A woman can come to me and I terminate her pregnancy in the hospital because she has a legal indication. If she has a condition which makes it risky for her to get pregnant and for some reason she conceives, we have to terminate it because if we don’t, she will die.

If this person presents in the hospital even when everybody is watching, you are duty bound to terminate the pregnancy. It is protected by the law.

If someone comes with a pregnancy that is not in the uterus, do you leave it there? No, because it is very dangerous to the life of the woman.

If one comes with a pregnancy which will become a cancer tomorrow, a molar pregnancy for example, do you leave it there?  It has to be terminated. We terminate these all the time.

If you come with a pregnancy which has formed a sac without an embryo, there is no fetus inside but only water, do you leave it there? No, you have to terminate it.

There are people who have had pregnancy grow in the ovary or on liver. This is very dangerous pregnancy which must be terminated.

If the embryo died, you do a scan the embryo is not alive, you can’t leave it there. Leaving it there puts the life of the woman at a risk of dying also.

QN: What are some of the project successes that you can share with our readers?

We have skilled many health service providers in offering PAC and we have also skilled them in harm reduction, counselling.

I am told girls and women who go to health facilities now, they find at least people with a positive attitude who are willing to help.

When we started the project five years ago, the contribution on abortion complications to maternal health was 26% but now it has come down to less than 8%.

Among medical colleagues, the level of stigma has gone down.

We can now freely talk about abortion which was a taboo prior to the project.

We came out as AOGU and wrote a position paper about abortion which can be found on our website.

QN: How did you engage the Ministry of Health in the course of the project?

We worked with the ministry from the inception of the project. We are a professional health association and therefore we articulate the ministry’s position. We guide them but we also have to conform to the policies from the ministry. We collaborated with the reproductive health division, Maternal and Child Health Commissioner etc.

Even when the project has ended, our working relations with the ministry and many of our local and international partners will continue because we still have a lot to do together.

QN: What next, now that the APMM project has closed?

First we are grateful to FIGO and or sister associations in different countries for walking this journey with us.

What next is to look for more funding because as you can see we have more work to do.

The issue of skilling for example cannot be a one off.

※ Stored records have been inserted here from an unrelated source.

PR #1918, opened 2022-05-09
Remove `client_secret` from config, add env var

ranweiler:
The client secret is only intended for confidential client use (e.g. ephemerally, in CI). If set via `onefuzz config`, it will be serialized as part of the config, for convenient reuse in that setting. When serialized, default filesystem permissions secure it against other local users, but this lacks defense in depth. On a long-lived host, this is brittle.

Make misuse impossible: remove the `client_secret` field from the config altogether. When initializing a `Onefuzz` API instance, check an env var for a client secret (to allow "setting" the client secret once across multiple commands in CI). This means every CLI invocation will _also_ perform this env lookup. Continue to allow passing / overriding the secret as a CLI argument, too.

Tested with a dev service principal and client secret:
- [x] No secret (falls back on public client flow)
- [x] Secret only in env var
- [x] Secret only as parameter
- [x] Secret as parameter overrides invalid env var
- [x] Secret misplaced in config always ignored


stishkin (approved):

src/cli/onefuzz/api.py
```diff
@@ -53,6 +53,8 @@
 
 UUID_RE = r"^[a-f0-9]{8}-?[a-f0-9]{4}-?[a-f0-9]{4}-?[a-f0-9]{4}-?[a-f0-9]{12}\Z"
 
+CLIENT_SECRET_ENV_VAR = "ONEFUZZ_CLIENT_SECRET"
```
chkeita: just a heads up. Check-pr will probably fail because the client-secret is not set.
You will need to update [this](https://github.com/microsoft/onefuzz/blob/a4357c8fb9b4eb2ceee1206c151e6c027f22a990/src/utils/check-pr/check-pr.py#L141)

ranweiler: Ha, yep, just fixed that!

ranweiler: Er, nope, something else. But I see what _you_ mean. Fixing.

ranweiler: Oh, no, nevermind. We still accept the `--client_secret` arg, so check-pr should still pass as-is.

chkeita:
This code that shows the command line to  setup the onefuzz cli should be updated to remove the [client_secret section](https://github.com/microsoft/onefuzz/blob/a4357c8fb9b4eb2ceee1206c151e6c027f22a990/src/deployment/deploy.py#L1087).
Note this is most likely a noop because we never set the cli client_secret in the deployment

chkeita (approved):

mgreisen (approved):

src/cli/examples/azure-functions-example/info/__init__.py
```diff
@@ -14,7 +14,6 @@ def main(req: func.HttpRequest) -> func.HttpResponse:
         endpoint=os.environ.get("ONEFUZZ_ENDPOINT"),
         authority=os.environ.get("ONEFUZZ_AUTHORITY"),
         client_id=os.environ.get("ONEFUZZ_CLIENT_ID"),
-        client_secret=os.environ.get("ONEFUZZ_CLIENT_SECRET"),
```
ranweiler, line 17: Now this automatically gets looked up by `Onefuzz.__init__()`.

PR #1925, opened 2022-05-10
pinning the version of dotnet to 6.0.202

chkeita:
A new version came out today and is causing the formatting break in the build release.
We decided to pin the release the version number.

### DIFF
--- a/.github/workflows/ci.yml
+++ b/.github/workflows/ci.yml
@@ -260,7 +260,7 @@ jobs:
     - name: Setup .NET Core SDK
       uses: actions/setup-dotnet@v2
       with:
-        dotnet-version: '6.0.x'
+        dotnet-version: '6.0.202'
     - name: Install dependencies
       run: |
         cd src/ApiService/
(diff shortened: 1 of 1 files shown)


mgreisen (approved):

.github/workflows/ci.yml
```diff
@@ -260,7 +260,7 @@ jobs:
     - name: Setup .NET Core SDK
       uses: actions/setup-dotnet@v2
       with:
-        dotnet-version: '6.0.x'
+        dotnet-version: '6.0.202'
```
stishkin, line 263: out of curiosity - this is required because ?

chkeita: a new version came out today and is causing the formatting break in the build release.
We decided to pin the release the version number.

mgreisen: b/c it changed today and is breaking the build. I suggested win Pin it until were ready to update it and reformat files

stishkin (approved):

PR #2059, opened 2022-06-16
Use rust-cache action for Rust build cache

Porges:
This has some [smarts](https://github.com/Swatinem/rust-cache#cache-details) built in about what should and shouldn't be cached, which 1) removes our need to specify exactly what should be cached and 2) helps stop the cache size growing over time.


Porges:
Abandoning since I don't think this gains us much, and the new caching of binaries improves build times much more.

PR #2066, opened 2022-06-20
Adding unit tests for the scheduler

chkeita:

_What is this about?_

## PR Checklist
* [ ] Tests added/passed

## Info on Pull Request

_What does this include?_

## Validation Steps Performed


src/deployment/deploy.py
```diff
@@ -152,7 +152,7 @@ def __init__(
         subscription_id: Optional[str],
         admins: List[UUID],
         allowed_aad_tenants: List[UUID],
-        enable_dotnet: List[str],
+        enable_dotnet: List[str] = ["timer_tasks"],
```
chkeita, line 155: self reminder to remove this after testing

src/ApiService/Tests/SchedulerTests.cs
```diff
@@ -0,0 +1,142 @@
...
+
+        foreach (var task in tasks) {
+            var seen = false;
+            foreach (var bucket in buckets) {
+                if (bucket.Contains(task)) {
+                    Assert.False(seen);
+                    seen = true;
+                }
+            }
+            Assert.True(seen);
```
Porges, line 137: use of `Assert.Single` can simplify this:

```suggestion
            Assert.Single(buckets, b => b.Contains(task));
```

src/ApiService/Tests/Integration/AzuriteStorage.cs
```diff
@@ -22,15 +22,11 @@ public Uri GetTableEndpoint(string _accountId)
     const string AccountName = "devstoreaccount1";
     const string AccountKey = "Eby8vdM02xNOcqFlqUwJPLlmEtlCDXJ1OUzFT50uSRZ6IFsuFq2UVErCz4I6tq/K1SZFPTOtr/KBHBeksoGMGw==";
 
-    public Task<(string?, string?)> GetStorageAccountNameAndKey(string _accountId)
-        => Async.Task.FromResult<(string?, string?)>((AccountName, AccountKey));
+    public Task<(string, string)> GetStorageAccountNameAndKey(string accountId)
+        => Async.Task.FromResult((accountId, AccountKey));
```
Porges, line 26: the test class here should ignore the `accountId`, it will always use the same account name

```suggestion
        => Async.Task.FromResult((AccountName, AccountKey));
```

src/ApiService/ApiService/onefuzzlib/JobOperations.cs
```diff
@@ -76,7 +88,12 @@ public class JobOperations : StatefulOrm<Job, JobState>, IJobOperations {
             await _context.Events.SendEvent(new EventJobStopped(job.JobId, job.Config, job.UserInfo, taskInfo));
         }
 
-        await Replace(job);
+        var result = await Replace(job);
 
+        if (result.IsOk) {
+            return job;
+        } else {
+            throw new Exception($"Failed to save job {job.JobId}");
```
tevoinea, line 96: I understand not wanting to directly expose the error from the ORM, but shouldn't we return our OnefuzzResult type instead of throwing?

tevoinea (approved):

stishkin (approved):

src/ApiService/ApiService/onefuzzlib/JobOperations.cs
chkeita: i added the error from the orm to the exception message. 
In general i am not against the idea of returning a Result instead of of throwing but we would need to change all method to do the same to be consistent which is out of scope for the pr.

src/ApiService/ApiService/TimerTasks.cs
```diff
@@ -21,8 +21,8 @@ public class TimerTasks {
         _scheduler = scheduler;
     }
 
-    //[Function("TimerTasks")]
-    public async Async.Task Run([TimerTrigger("1.00:00:00")] TimerInfo myTimer) {
+    [Function("TimerTasks")]
```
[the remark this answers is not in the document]
chkeita: not necessary since the function is disabled by default

src/ApiService/ApiService/OneFuzzTypes/Validated.cs
```diff
@@ -63,10 +61,14 @@ public record PoolName : ValidatedString {
     }
 
     public static bool TryParse(string input, [NotNullWhen(returnValue: true)] out PoolName? result) {
-        if (!Check.IsAlnumDash(input)) {
-            result = default;
-            return false;
-        }
+
+        // bypassing the validation because this code has a stricter validation than the python equivalent
```
chkeita, line 65: @Porges  FYI, I had to disable this validation because is stricter that the python code. 
In python you can create a pool names "pool_linux" (with underscore). which should not work see #2080. But with this code, The pool name cannot be retrieved from the DB.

We have to keep skilling health service providers and making their skills improve because it is a dynamic group. People are coming in and others are going out. You train people today, tomorrow they will not be there.

There other thing is advocacy. It is a continues process, you cannot stop until you achieve total acceptance and that cannot be a one off project.

So we have to keep advocating. Our advocacy is that abortion should not be made a punishable offence.  It is not about legalization but decriminalization of abortion and let those who are doing it underground do it in the open and safely instead of going underground and harming people.

We still want to engage religious leaders and let them understand these issues and I still believe that we should engage politicians because they are the legislators, they make the laws. We cannot run away from them. We need members of parliament for example if we are going to have abortion decriminalized.